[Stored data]
- Opening Delimiter -

PR #724, opened 2022-03-03
[common-library] added globals for the image values

paologallinaharbur:
#### Is this a new chart
no

It includes in the common library two globals to deal with image.registry and image.pullSecrets

# Why the signature for the tpl is that complex?
The main reason is that image structure is not the very same across charts (sometimes is "image", sometimes "images")

Also pull secrets are at different levels, therefore each chart might need call the function pointing to a different value structure:
 - images.forwarder.registry (newrelic-infrastructure-v3)
vs
 - image.registry (in newrelic-k8s-metrics-adapter)
 

#### Checklist
- [x] Chart Version bumped


library/common-library/templates/_images.tpl
```diff
@@ -0,0 +1,53 @@
...
+
+{{- if .context.Values.global }}
+    {{- if .context.Values.global.image.registry }}
+     {{- $registryName = .context.Values.global.image.registry  -}}
+    {{- end -}}
+{{- end -}}
+
+{{- with .imageRoot.registry }}
+    {{- $registryName = . -}}
+{{ end }}
```
kang-makes, line 18: This logic that allows superseding the global value with a local one is already done in the `lowDataMode` helper: https://github.com/newrelic/helm-charts/blob/feat/imageGlobals/library/common-library/templates/_low-data-mode.tpl

Using that logic allows us in the future to simply put `{{ include "common.images.image" . }}` instead of having to create a `dict` for each helper.

It could sound that this is not a big deal now because we have 3 or 4 helpers but when we have 20 we are going to start finding issues like which dictionary does this helper needs to render correctly.

Is a pattern that was useful in the compatibility layer but I do not see that is going to work here.

kang-makes, line 18: Create more than one helper. For registry, image and tag:
 - The registry needs a global but image and tag don't.
 - Assume that the image is going to be in `.Values.image.repository`. We know that we are going to have sidecars but in that case we can override the helper that returns the image and add other helper for the sidecar.
 - Do not use the same helper for all the `registry/image:tag` so it can over used/overriden in parts.
 - You can then have other helper that use the three written above to create the full image path so it is readable in the deployment.yaml

library/common-library/templates/_images.tpl
```diff
@@ -0,0 +1,53 @@
...
+    {{- if not (empty .) }}
+      {{- $ps = append $ps . -}}
+    {{- end -}}
+  {{- end -}}
+
+  {{- if gt (len $ps) 0 -}}
+    {{- range $ps }}
+{{ toYaml . }}
+    {{- end -}}
+  {{- end -}}
```
kang-makes, line 52: There is no issue in `mergeOverwrite` global and local `pullImagesecrets`. WDYT?

kang-makes (commented):
Almost there but I would split the image helper to share the function for the registry with the sidecars...

library/common-library/templates/_images.tpl
paologallinaharbur: I don't think we can assume that the image is going to be in `.Values.image.repository`. Most of charts uses more than one image, either for the integration, the webhook, the agent.

paologallinaharbur: The issue is that with the images helpers is that we cannot assume where fetching the image, therefore calling the function we need to pass the root of the image

kang-makes: I think this approach is overcomplicating because of the sidecars.

I would create a helper for the registry, for the repository and the tag and a fourth that concatenates them.

In the Helm charts where we use sidecars we could opt to not use the common function that concatenated them and use the `.Values.images.agent.repository` if we need to.

kang-makes: Then we should do common helpers for what is common: registry. The rest should be done in each chart.

library/common-library/templates/_images.tpl
kang-makes: It is also an array like
```yaml
- name: test
- name: test2
```
so we cannot `mergeOverride`.

Let me recheck it.

library/common-library/templates/_images.tpl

- Closing Delimiter -

-- TASK GOAL --
What are the lines, exactly as written above, from the line with "It could sound" to the line with "- Assume that", both included? Output only those.

-- RESPONSE AREA --
It could sound that this is not a big deal now because we have 3 or 4 helpers but when we have 20 we are going to start finding issues like which dictionary does this helper needs to render correctly.

Is a pattern that was useful in the compatibility layer but I do not see that is going to work here.

kang-makes, line 18: Create more than one helper. For registry, image and tag:
 - The registry needs a global but image and tag don't.
 - Assume that the image is going to be in `.Values.image.repository`. We know that we are going to have sidecars but in that case we can override the helper that returns the image and add other helper for the sidecar.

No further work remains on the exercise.